24.10.07

Le secret des tribunaux en France et au Canada

Un arrêt de la Cour suprême du Canada, (signalé par Mme Preuss-Laussinote du CREDA) du 11 octobre 2007 que l'on peut consulter en français ici :

http://csc.lexum.umontreal.ca/fr/2007/2007csc43/2007csc43.html

a l'intérêt de nous faire pénétrer dans une atmosphère juridique bien différente de celle des tribunaux français.

On respire ici, un air plus pur, une ambiance plus sereine. Les discussions sont des discussions de philosophie morale, vraiment libres. Les décisions française enfermées dans des principes absurdes et restrictifs de la liberté comme celui de ne pas pouvoir invoquer l'autorité de la jurisprudence, alors qu'elle fait l'objet de perpétuelles discussions et est omniprésente dans les préoccupations du juge et des auteurs, traduisent une ambiance judiciaire de dissimulation irrespirable.

Voici l'avis d'un juge dissident (le juge Le Bel) à propos du secret nécessaire à la protection des "indicateurs de police".

Ce qui m'intéresse ici, c'est ce principe de la discussion libre par le public des décisions de justice. Ce principe pour entrer en application entraîne un corollaire qui est celui de la publicité de la justice.

Voici le paragraphe un peu technique (mais le droit est nécessairement technique) :

"Reconnu bien avant son adoption, le principe de la publicité des débats judiciaires est maintenant consacré par la Charte canadienne des droits et libertés. Cette reconnaissance découle du lien qu’entretient ce principe avec le droit à la liberté d’expression. Le public doit avoir accès aux tribunaux afin de pouvoir s’exprimer librement sur leur fonctionnement et sur les affaires qui y sont débattues, et le droit à la liberté d’expression garanti à l’al. 2b) de la Charte protège non seulement le droit de s’exprimer sur un sujet, mais aussi celui de recueillir les informations nécessaires à une activité d’expression. Le principe de la publicité de la justice a également pour corollaire le droit de la presse d’avoir accès aux tribunaux et de publier des informations sur leur fonctionnement. Cependant, ce principe n’est pas absolu. Le privilège de l’indicateur de police constitue une limite au principe de la publicité des débats judiciaires mais, comme toute autre règle, ce privilège est assorti d’exceptions qui ne se limitent pas qu’à celle où l’accusé pourrait être empêché de démontrer son innocence. Il est plus conforme à la logique de la common law et aux valeurs de la Charte de reconnaître que le juge du procès conserve toujours le pouvoir discrétionnaire (à moins que la loi ne le lui retire) de permettre ou d’ordonner la communication d’informations susceptibles de permettre l’identification d’un indicateur de police dans les rares cas où le juge sera convaincu qu’une telle communication servirait mieux l’intérêt de la justice que le maintien du secret."
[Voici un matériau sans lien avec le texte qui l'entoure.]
PR #70, opened 2016-10-27
replacing all type_size mixins with type--size

CarlNelson:


package.json
```diff
@@ -1,6 +1,6 @@
 {
   "name": "clever-components",
-  "version": "0.14.3",
+  "version": "0.14.4",
```
kofi-clever: since this is a breaking change, we should run `npm version minor` instead to bump it to 0.15.0
(unless we make this a staged change, in which case 0.14.4 is fine - comment below)

src/Button/Button.less
```diff
@@ -22,7 +22,7 @@
 
 a, button {
   &.Button {
-    .type_medium;
+    .text--medium;
```
kofi-clever: slightly worried about making this a hard change - rather than leaving the old ones in first and then updating all codebases that are using them to the new one before deleting completely.

if they're being referenced only in LESS, it'll be fine since there will be build errors once people upgrade and they can fix them.
but if they're used as class names in JSX or jade/html, it'll be harder to detect the breaking change

CarlNelson: From my investigation there are very few references so far to .type_size mixins, the only repo that I found that used them was schools-dashboard so far and only in LESS.

kofi-clever: nice. yeah, just did a search and the only place where they're used in jsx are the user-search-ui repo i added recently. just 2 instances - i can update those one this is ready

CarlNelson:
Updated to 0.15.0. Merging.

PR #71, opened 2016-10-27
Add zindex variables

CarlNelson:
Patch update to be variable based instead of set values.

### DIFF
--- a/src/less/z-index.less
+++ b/src/less/z-index.less
@@ -3,42 +3,53 @@
 /* z-index issues.
 /*****************************/
 
+@zIndex_0: 0;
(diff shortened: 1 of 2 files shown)


src/less/z-index.less
```diff
@@ -3,42 +3,53 @@
 /* z-index issues.
 /*****************************/
 
+@zIndex_0: 0;
```
kofi-clever: i know our naming is all over the place now, but since we're converging on camel case in all other languages, we might as well do the same with our less - `@zIndex0`, etc in this case

CarlNelson: 👍

PR #72, opened 2016-10-27
Prop warning fixes

kofi-clever:
**[Button] Support HTML content in Buttons.**
We've been using <Button> with HTML labels for a while now. Updating
prop validation to officially support it and clear up the prop warnings
we've been seeing.

html-buttons

**[Table] Fix Footer prop warning when rendering tables with empty data.**
Skip data chunking if the data array is empty to avoid ending up with
an invalid value in the page number calculation.

### DIFF
--- a/src/Table/Table.jsx
+++ b/src/Table/Table.jsx
@@ -98,7 +98,7 @@ export class Table extends Component {
     const disableSort = displayedData.length <= 1;
 
     let pages = [displayedData];
-    if (paginated) {
+    if (paginated && displayedData.length > 0) {
       pages = lodash.chunk(displayedData, pageSize);
     }
     const numPages = pages.length;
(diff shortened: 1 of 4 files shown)


osdiab:
LGTM!

src/Table/Table.jsx
```diff
@@ -98,7 +98,7 @@ export class Table extends Component {
     const disableSort = displayedData.length <= 1;
 
     let pages = [displayedData];
-    if (paginated) {
+    if (paginated && displayedData.length > 0) {
```
osdiab: why does this condition need to be added?

kofi-clever: the chunking logic only works if there's actually data in the array, otherwise the assumptions that follow it breakdown when it returns an empty array instead of an array of arrays.

lemme see if i can rewrite that logic in a clearer way to avoid confusion for anyone reading through

PR #74, opened 2016-10-31
Make Grid.Col a flex item, not a flex box

jonahkagan:
Grid.Col should have normal flow for the children within it, so it should have display:
block, not flex. When desired, the `flexbox` class can be added to turn
a Col into a flexbox.

Also fixes some small bugs within flex.less.

Tested by visually comparing the grid examples.

### DIFF
--- a/src/less/flex.less
+++ b/src/less/flex.less
@@ -105,11 +105,11 @@
  * @initial {1}
  */
 .flexShrink(@value: 1) {
- -moz-box-flex-grow: @value;
+ -moz-box-flex-shrink: @value;
  -ms-flex-negative: @value;
- -webkit-box-flex-grow: @value;
- -webkit-flex-grow: @value;
- flex-grow: @value;
+ -webkit-box-flex-shrink: @value;
+ -webkit-flex-shrink: @value;
+ flex-shrink: @value;
 }
 
 /**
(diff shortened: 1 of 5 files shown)


src/less/flex.less
```diff
@@ -105,11 +105,11 @@
...
 .flexShrink(@value: 1) {
- -moz-box-flex-grow: @value;
+ -moz-box-flex-shrink: @value;
  -ms-flex-negative: @value;
- -webkit-box-flex-grow: @value;
- -webkit-flex-grow: @value;
- flex-grow: @value;
+ -webkit-box-flex-shrink: @value;
+ -webkit-flex-shrink: @value;
+ flex-shrink: @value;
```
kofi-clever: oh thanks for catching these! 🙏

src/less/flex.less
```diff
@@ -60,7 +60,7 @@
  * @param {number} basis - See `.flex-basis`. Defaults to auto.
  * @initial {0 1 auto}
  */
-.flex(@grow, @shrink: 1, @basis: auto) {
+.flex(@grow: 0, @shrink: 1, @basis: auto) {
```
kofi-clever: not sure it's useful to call `.flex()` with empty default arguments, since that's the browser initial value to begin with. probably better for people to be explicit about grow/shrink properties

jonahkagan: Ah ok. I probably just didn't understand what this meant. I'll revert it back to what it was before.

PR #76, opened 2016-11-08
Add Icon component

jonahkagan:
This PR adds an Icon component that renders icons from the icon library. See the docs for more detail.

Note that the images are added in a separate commit to make reviewing easier.

[https://gyazo.com/c382434a92d8777c710e8509e6742755](https://gyazo.com/c382434a92d8777c710e8509e6742755)

TODO
- tests
- figure out where to get missing large icons for microphone, mobile-apps, and typewriter (cc @CarlNelson)


CarlNelson:
We should get better assets for these so they are retina compatible which these aren't great for right now.

kofi-clever:
> open question: is putting the images in the assets dir and copying it to dist the best way to include the icons?

should probably host these on the CDN if possible. i think @jacobsimon did some work on getting the stylesheet there and would know more.

- WRT retina support - if we can, we should get 2x (and maybe 3x) versions of these and use media queries to pick the right one.

- also, have we considered spriting these? or at least group them into sprites of related icons? worried about load times and images popping in at different times after page load, but probably not a huge deal.

jonahkagan:
@kofi-clever I'd like to merge this as it stands in order to unblock my work with the left nav, which depends on this. I'm definitely down to come back and revisit adding higher-res/SVG icons and potentially hosting them on the CDN.

CarlNelson:
I just got access to the icon library file and can export them all as SVG if needed today.

jonahkagan:
@CarlNelson sure, whenever you have SVGs I can update this component.

CarlNelson:
SVG icons here... https://www.dropbox.com/sh/dqux2le6vvccaoz/AADeKcCW_wJCaK010eGsj7LHa?dl=0

jonahkagan:
Thanks Carl, I'll come back and add them soon.

PR #77, opened 2016-11-08
DESIGN-86 - guided wizard component

osdiab:
JIRA: https://clever.atlassian.net/browse/DESIGN-86

## Contents

* One (1) guided wizard component
* One (1) progress bar component

## Extreme Video Experience: Wizard

wizard-new

## Hardcore Gif Presentation: ProgressBar 

progress-bar-new

## Request for comments

* The abstraction is relatively complex—once I've written up the docs, please scrutinize the interface I've exposed, with an eye toward flexibility for future use cases.
* If you think I should break down the `Wizard` component into more discrete components, lmk—I ended up making it fairly monolithic because there's a lot of interactions across components that depend on shared state, and I decided to allow each step to modify a shared state in case there are complex interactions between them.

## TODO: 
- [x] post screenshots
- [x] update README
- [x] add tests
- [x] replace dumpy-looking colored box indicators with actual icons
- [x] improve progress bar styling
- [x] switch styles to use less helpers
- [x] accessibility check with @mischelle-m


src/Wizard/Wizard.jsx
```diff
@@ -0,0 +1,190 @@
...
+    } = this.props;
+
+    const classes = classnames("Wizard", className);
+    const curStep = steps[this.state.currentStep];
+    const validSteps = steps.map(step => step.validate(this.state.data));
+    const percentComplete = _.compact(validSteps).length / steps.length;
+
+    const nextDisabled = this.state.currentStep === steps.length - 1 ?
+      _.compact(steps.map(step => step.validate(this.state.data))).length !== steps.length
+    : !curStep.validate(this.state.data);
```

En quelque sorte ce juge dit 1) principe de la liberté d'expression entraîne ce corollaire 11) principe de la publicité de la justice 111) exception au principe de la publicité : le privilège de l'indicateur de police 1111) retour au principe de la publicité dans les cas où le juge nécessaire et où il y est autorisé par la loi.

Le raisonnement juridique est une sorte de labyrinthe ou si l'on veut de poupées russes mais plus compliqué que les poupées russes comme si la grosse surveillait la petite. Il faut tout garder en même temps à l'esprit.
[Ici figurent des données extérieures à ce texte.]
PR #78, opened 2016-11-11
DIS2-374: Add LeftNav component

jonahkagan:
This PR adds a LeftNav component. Docs and unit tests will be added in a later PR, since this is needed urgently.

[https://gyazo.com/7c254edec8b68d376a71cf075412e5bc](https://gyazo.com/7c254edec8b68d376a71cf075412e5bc)


jonahkagan:
@johnhuangclever @kofi-clever would love to get your initial thoughts. I haven't written docs or tests yet, but the code is functioning.

src/LeftNav/LeftNav.less
```diff
@@ -0,0 +1,80 @@
...
+  position: relative;
+
+  height: @size_3xl + @borderWidthS;
+  .border--bottom--s(@neutral_silver);
+}
+
+.LeftNav--subnav .NavLink {
+  .padding--left--s;
+  .padding--right--l;
+  .NavLink--icon {
```
kofi-clever: nit: +\n between class rules and nested rulesets

src/LeftNav/LeftNav.less
```diff
@@ -0,0 +1,80 @@
...
+  .list-reset;
+  .tint(background, @primary_blue, 6);
+  color: @neutral_black;
+  min-width: 9rem;
+  box-shadow: @borderWidthM 0 @borderWidthM @neutral_silver;
+}
+
+.NavLink {
+  .padding--left--m;
+  .padding--right--xl;
```
kofi-clever: more efficient to just use the plain properties when defining mixed margins/padding:
```less
padding: 0 @size_xl 0 @size_m;
```

src/LeftNav/LeftNav.less
```diff
@@ -0,0 +1,80 @@
...
+  .tint(background, @primary_blue, 6);
+  .shade(color, @primary_blue, 3);
+}
+
+.NavGroup--open {
+  .padding--top--none;
+  height: @size_3xl - @borderWidthS;
+  .border--top--s(@neutral_silver);
+  .border--bottom--m(@neutral_silver);
+  /*.text--regular;*/
```
kofi-clever: rm if unused

src/LeftNav/LeftNav.less
```diff
@@ -0,0 +1,80 @@
...
+  min-width: 9rem;
+  box-shadow: @borderWidthM 0 @borderWidthM @neutral_silver;
+}
+
+.NavLink {
+  .padding--left--m;
+  .padding--right--xl;
+  cursor: pointer;
+  position: relative;
+
```
kofi-clever: rm \n?

src/LeftNav/LeftNav.less
```diff
@@ -0,0 +1,80 @@
...
+  height: @size_3xl + @borderWidthS;
```
kofi-clever: not clear why this is needed - will `box-sizing: border-box` give you what you want?

more importantly, would be nice if we didn't have hard heights on these and just let font size and vertical padding define that for us.

src/LeftNav/LeftNav.less
```diff
@@ -0,0 +1,80 @@
...
+  .padding--right--s;
+}
+
+.LeftNav--collapsed {
+  min-width: 0;
+  .NavLink {
+    .padding--right--s;
+  }
+  .NavLink--label {
+    display: none;
```
kofi-clever: can we do this in code instead? render null for the label if in the collapsed state.
it will be easier to animate it later that way

src/LeftNav/NavGroup.jsx
```diff
@@ -0,0 +1,33 @@
...
+    />
+  );
+}
+
+NavGroup.propTypes = {
+  id: PropTypes.string.isRequired,
+  icon: PropTypes.node.isRequired,
+  label: PropTypes.string.isRequired,
+  open: PropTypes.bool,
+  _onClick: PropTypes.func, // private - used by LeftNav only
```
kofi-clever: is that necessary? no need to make it restrictive if it doesn't affect functionality (we're wrapping the onClick anyway)

src/LeftNav/NavGroup.less
```diff
@@ -0,0 +1 @@
+
```
kofi-clever: rm if unused

src/LeftNav/NavLink.jsx
```diff
@@ -0,0 +1,37 @@
...
+  const selected = props.selected ? cssClass.SELECTED : null;
+
+  return (
+    <FlexBox
+      component="li"
+      className={classnames(cssClass.CONTAINER, props.className, selected)}
+      onClick={props.onClick}
+      alignItems={ItemAlign.CENTER}
+    >
+      <FlexItem className={cssClass.ICON}>{props.icon}</FlexItem>
```
kofi-clever: fyi: no need for `FlexItem` unless you're actually using one of the flex properties provided

src/LeftNav/NavLink.jsx
```diff
@@ -0,0 +1,37 @@
...
+      <FlexItem className={cssClass.LABEL} data-text={props.label}>{props.label}</FlexItem>
```
kofi-clever: is `data-text` used?

src/LeftNav/NavLink.less
```diff
@@ -0,0 +1,3 @@
+@import (reference) "../less/index.less";
+
+
```
kofi-clever: rm empty file

src/less/fonts.less
```diff
@@ -1,21 +1,14 @@
...
-  src: url('../../assets/fonts/ProximaNova-Bold-webfont.woff');
-  font-weight: bold;
-  font-style: normal;
-}
-
-@font-face {
-  font-family: 'Proxima Nova';
   src: url('../../assets/fonts/ProximaNova-Light-webfont.woff');
-  font-weight: 400;
+  font-weight: 200;
```
kofi-clever: finally! :tada:

src/LeftNav/LeftNav.jsx
```diff
@@ -0,0 +1,81 @@
...
+      // Configure NavGroups to open/close themselves on click
+      if (child.type === NavGroup) {
+        const open = child.props.id === this.state.openNavGroup;
+        return React.cloneElement(child, {
+          open,
+          _onClick: () => this.setState({openNavGroup: open ? null : child.props.id}),
+        });
+      }
+
+      return null; // Should never get here thanks to PropType validation
```
kofi-clever: note: prop validation only logs warnings, doesn't actually throw. that's still fine, since you're essentially filtering out unsupported children, but maybe we should document that, since it's not expected from regular React behaviour

src/LeftNav/LeftNav.jsx
```diff
@@ -0,0 +1,81 @@
...
+    });
+
+    // Find the open NavGroup so that we can render its children NavLinks in the drawer
+    const openChild  = React.Children.toArray(children).find(child => child.props.open);
+
+    const collapsed = this.props.collapsed ? cssClass.COLLAPSED : null;
+
+    return (
+      <FlexBox component="nav" className={cssClass.CONTAINER}>
+        <FlexItem component="ul" className={classnames(cssClass.TOPNAV, collapsed)}>{children}</FlexItem>
```
kofi-clever: here as well - this can just be a `<ul>` for simplicity. it's not using any FlexItem properties at the moment

src/LeftNav/LeftNav.less
```diff
@@ -0,0 +1,80 @@
+@import (reference) "../less/index.less";
+
+.LeftNav {
+  .shade(color, @primary_blue, 2);
+  background: @neutral_off_white;
+  user-select: none;
+  .text--light;
+  // Maintain computed width based on content
+  // (i.e. don't let the NavLink labels wrap)
+  .flexShrink(0);
```
jonahkagan: yep, thanks

src/LeftNav/LeftNav.less
jonahkagan: but then you have to remember the order of the four values. i find that a lot harder to read, so i want to stick with this

src/LeftNav/LeftNav.less
jonahkagan: this seems simpler to me for now. unless you have a strong reason to change it now, i'd rather just leave it since it works. but i'll keep that in mind if i come back and add animation for sure

src/LeftNav/NavGroup.jsx
jonahkagan: i just wanted to make it clear that you shouldn't add an onclick handler to a NavGroup as a user of the component since it won't get called

src/LeftNav/NavLink.jsx
jonahkagan: ahhhh good to know. thanks. that makes things cleaner

jonahkagan: what are your thoughts on using `<FlexBox>` as opposed to just adding `.flexbox` to the css?

src/LeftNav/NavLink.jsx
jonahkagan: nope, just remnants of a strategy that i abandoned

src/LeftNav/LeftNav.jsx
jonahkagan: will do

src/LeftNav/LeftNav.less
```diff
@@ -0,0 +1,80 @@
...
+}
+
+.LeftNav--topnav {
+  .list-reset;
+  min-width: 9rem;
+  box-shadow: @borderWidthM 0 @borderWidthM @neutral_silver;
```
jonahkagan: I'm going to come back and do visual design tweaks with Carl later, so I'll make sure to talk this over with him and see what he thinks

src/LeftNav/LeftNav.less
jonahkagan: this was the result of a lot of different strategies to try to thicken the border of a selected link without changing the positions of the links. i finally just now figured out a way to do it using box-shadow, so i was able to remove the hard heights

src/LeftNav/NavLink.jsx
jonahkagan: i tried it - i think it's cleaner because all the flex stuff does seem more like a style concern in this case. 8fa1121

jonahkagan:
@kofi-clever addressed your feedback in e97b7520a6fc075aba7cc5daba623ffef7650548

dist/Button/Button.js
```diff
@@ -0,0 +1,64 @@
+"use strict";
```
kofi-clever: is this intentional (checking in `/dist`)?

src/LeftNav/right-arrow.svg
```diff
@@ -0,0 +1,28 @@
+<?xml version="1.0" encoding="UTF-8"?>
```
kofi-clever: should make this a `RightArrow` component with svg content (e.g. https://github.com/Clever/apps-dashboard/blob/master/pages/ui/components/TopBar/Logo.jsx)

would mean that clients don't have to copy `right-arrow.svg` to the right place on the server in order to use the LeftNav

jonahkagan: clients don't have to copy it now. webpack builds it into the component. do you still think it needs to be made into a component?

kofi-clever: > webpack builds it into the component.

100% positive on that? we build to dist with plain babel, not webpack, so i think clients would have to manually include it in their webpack setup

On comparera la liberté qui règne au Canada avec l'article 434-25 du Code Pénal :

"Le fait de chercher à jeter le discrédit, publiquement par actes, paroles, écrits ou images de toute nature, sur un acte ou une décision juridictionnelle, dans des conditions de nature à porter atteinte à l'autorité de la justice ou à son indépendance est puni de six mois d'emprisonnement et de 7500 euros d'amende.
Les dispositions de l'alinéa précédent ne s'appliquent pas aux commentaires techniques ni aux actes, paroles, écrits ou images de toute nature tendant à la réformation, la cassation ou la révision d'une décision."


Le discrédit, c'est le fait de faire perdre à quelqu'un le crédit dont il jouissait.

Cela crée un principe de non critique des décisions des tribunaux qui admet certes de larges exceptions, mais ne serait-il pas judicieux de supprimer cet article qui n'a pas empêché le discrédit de la magistrature française.

Les lois anglo-saxonnes sur la liberté présentent une évidente supériorité sur la loi française.

Comme toujours la liberté des esprits permet une bien meilleure qualité de la réflexion.

Une libération du carcan judiciaire où les juges, les avocats, les journalistes et le public sont constamment sous la menace est nécessaire en France.